Und obwohl sie oft verwechselt werden – sie sind nicht dasselbe.

Zwei Rollen, zwei Blickwinkel

PO vs. PM

Während der Product Owner der Anwalt des Produkts ist, ist der Projektmanager der Taktgeber des Vorhabens. Und während der eine den Wert verantwortet, über Features entscheidet, das Backlog priorisiert und die Kundenperspektive vertritt, kümmert sich die andere um Termine, Budgets, Ressourcen und Risiken – damit das Team liefern kann, was versprochen wurde.

Der eine fragt: „Was bringt dem Nutzer den größten Mehrwert?“
Die andere fragt: „Wie kriegen wir das bis Ende Q3 umgesetzt?“

Beide Fragen sind wichtig – aber sie kommen aus unterschiedlichen Welten.

Fähigkeiten: Was müssen die beiden mitbringen?

Ein Product Owner braucht vor allem Produktgespür, Kommunikationsstärke, Entscheidungsfähigkeit und ein gutes Stakeholder-Management. Er ist nah am Kunden, denkt in Nutzen und Outcomes, nicht in Aufgaben. Mein persönliches Credo: Wer als PO nie einen Nutzer im echten Leben getroffen und diesem bei der Nutzung des Produkts begleitet hat, ist kein PO. Und wer als PO nie erlebt hat, was notwendig ist, um das Produkt zu kaufen, zu betreiben, zu warten und ggf. auszuphasen, blickt nur sehr begrenzt auf sein Produkt.

Der Projektmanager braucht ein gutes Verständnis für Abläufe, Risiken und Ressourcen. Er ist oft methodisch breiter aufgestellt, kann mit Controlling-Zahlen genauso umgehen wie mit Teamdynamiken.

Die Kernkompetenz des Product Owners ist die Priorisierung nach Wert. Was zuerst? Was später? Was gar nicht? Die Kernkompetenz des Projektmanagers ist das organisatorische Möglichmachen. Wie kriegen wir das, was entschieden wurde, im Rahmen der Realität umgesetzt? Am besten lässt sich das anhand von typischen Situationen im Entwicklungsalltag beschreiben.

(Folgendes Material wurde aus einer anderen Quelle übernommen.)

PR #99, opened 2019-01-29
Feature/validation messages

gethyn1:
Refactor function for translating validation messages using express validator to avoid redefining the function signature on each validation

### DIFF
--- a/src/web/routes/application/common/translate-validation-message.js
+++ b/src/web/routes/application/common/translate-validation-message.js
@@ -1,0 +1,13 @@
+/**
+ * `translateValidationMessage()` follows the express-validator signature for
+ * defining custom validation messages. `req.t()` is the internationalisation
+ * function provided by i18next-express-middleware.
+ *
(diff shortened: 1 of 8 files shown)


src/web/routes/application/common/translate-validation-message.js
```diff
@@ -0,0 +1,13 @@
+/**
+ * `translateValidationMessage()` follows the express-validator signature for
+ * defining custom validation messages. `req.t()` is the internationalisation
+ * function provided by i18next-express-middleware.
+ *
+ * - https://express-validator.github.io/docs/custom-error-messages.html
+ * - https://github.com/i18next/i18next-express-middleware
+ */
+const translateValidationMessage = message => (value, { req }) => req.t(message)
```
gethyn1: Previously the validation translation fn looked like:
```
(value, { req }) => req.t(message, { value })
```
I have removed `{ value }` as it didn't seem to be used.

PR #109, opened 2019-01-31
HTBHF-452 Added a transformData process to correctly save the desired data to the session

YetAnotherMatt:


src/web/routes/application/are-you-pregnant/transform-data.js
```diff
@@ -0,0 +1,16 @@
...
+      req.body['expectedDeliveryDate-day'],
+      req.body['expectedDeliveryDate-month'],
+      req.body['expectedDeliveryDate-year']
+    )
+    return { areYouPregnant: req.body.areYouPregnant, expectedDeliveryDate: expectedDeliveryDate }
+  }
+  return { areYouPregnant: req.body.areYouPregnant, expectedDeliveryDate: null }
+}
+
+module.exports.transformData = transformData
```
gethyn1: Just as a point of interest, this file could be written like this:
```
const transformData = (req) => {
  const { areYouPregnant } = req.body

  if (areYouPregnant === YES) {
    const expectedDeliveryDate = toDateString(
      req.body['expectedDeliveryDate-day'],
      req.body['expectedDeliveryDate-month'],
      req.body['expectedDeliveryDate-year']
    )
    return {
      areYouPregnant,
      expectedDeliveryDate
    }
  }
  
  return {
    areYouPregnant,
    expectedDeliveryDate: null
  }
}
```
obviously very subjective, but as a JS dev I find that more readable (I know I'm not supposed to make subjective readability comments on PRs!!).

src/web/routes/application/common/populate-session.test.js
```diff
@@ -0,0 +1,30 @@
+const test = require('tape')
+const sinon = require('sinon')
+const { populateSession } = require('./populate-session')
+
+test('populateSession() should copy fields from the request body by default', (t) => {
```
gethyn1: Should this be testing `defaultTransform()` directly, and the `populateSession()` test just assert that the default function is called?

src/web/routes/application/are-you-pregnant/transform-data.js
YetAnotherMatt: your version does look better

PR #112, opened 2019-02-01
HTBHF-452 ensure expectedDeliveryDate is null when not pregnant

YetAnotherMatt:


gethyn1:
I would separate the transformer logic into a new file to keep those files small and easy to mentally parse - but just a suggestion so approving anyway.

Unterschiedliche Sichten von PO und PM auf Situationen im Alltag

Unterschiedliche Denkweise – gemeinsames Ziel

Ob es um Feature-Entscheidungen, Zeitdruck oder Stakeholder-Wünsche geht: Product Owner und Projektmanager blicken aus unterschiedlichen Perspektiven auf dasselbe Projekt. Der eine denkt produktzentriert, der andere prozess- und ressourcenorientiert.

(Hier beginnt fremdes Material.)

PR #113, opened 2019-02-01
HTBHF-458 Added assertions for the text on validation error links.

dwybourn:


YetAnotherMatt:
While you're looking at the relevant area, how about adding an assertion that the field in error still contains the invalid value? I ask because while I managed to remove all the persisted values when the page had errors, and none of the tests failed.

Der Product Owner fragt sich: „Bringt das dem Kunden Mehrwert? Entspricht es unserer Vision?“ Seine Entscheidungen kreisen um Nutzen, Priorisierung und Wertschöpfung. Er sieht das Produkt als Ganzes – von der Vision bis zum letzten Feature. Der Projektmanager hingegen fragt: „Wie wirkt sich das auf den Plan aus? Wie bleiben wir im Budget und im Zeitrahmen?“ Er fokussiert sich auf Termine, Kosten, Risiken und Abstimmungen.

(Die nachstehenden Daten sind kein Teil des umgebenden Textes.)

PR #115, opened 2019-02-01
Feature/check details - update the check details page to match the prototype.

mikeSmith08:


src/web/views/check.njk
```diff
@@ -1,85 +1,74 @@
...
         [
           {
-            text: "Are you pregnant?"
+            text: areYouPregnant
           },
           {
             text: claim.areYouPregnant
           }
         ],
+        expectedDeliveryDateRow,
```
gethyn1: I'm unsure about having a single row that is built on the server - would it be better to build the complete `rows` array on the server?

The `pageContent()` function now seems like its performing two functions:
1. providing text strings to the template
2. creating structure for rendering HTML

In my mind these are two distinct functions.

src/web/routes/application/check/get.js
```diff
@@ -1,12 +1,38 @@
...
+  heading: translate('check.heading'),
+  name: translate('check.name'),
+  nino: translate('check.nationalInsuranceNumber'),
+  dateOfBirth: translate('check.dateOfBirth'),
+  areYouPregnant: translate('check.areYouPregnant'),
+  dueDate: translate('check.dueDate'),
+  address: translate('check.address'),
+  sendApplicationHeader: translate('check.sendApplicationHeader'),
+  sendApplicationText: translate('check.sendApplicationText'),
+  buttonText: translate('check.buttonText'),
```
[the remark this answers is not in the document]
mikeSmith08: Ok, didn't know about this, but have done it now.

src/web/views/check.njk
mikeSmith08: Ok, I'll build them all on the server, I'll work on it now, might be Monday before I push that commit.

Diese unterschiedliche Denkweise ist kein Widerspruch – im Gegenteil. Erst die Kombination beider Rollen schafft die Balance zwischen „bauen, was wertvoll ist“ und „bauen, was machbar ist“. Wenn PO und PM gut zusammenarbeiten, entsteht ein stabiler Rahmen, in dem Produktentwicklung zielgerichtet, effizient und kundenorientiert ablaufen kann.

PO und PM in einer Person – sinnvoll oder gefährlich?

Gerade in kleineren Unternehmen oder schlanken Projekten stellt sich durch die Nähe der beiden Rollen oft die Frage: Braucht es wirklich zwei Rollen – oder kann eine Person beides übernehmen? Die Idee klingt verlockend: weniger Abstimmung, kürzere Wege, mehr Klarheit. Und ja, in manchen Situationen kann das funktionieren.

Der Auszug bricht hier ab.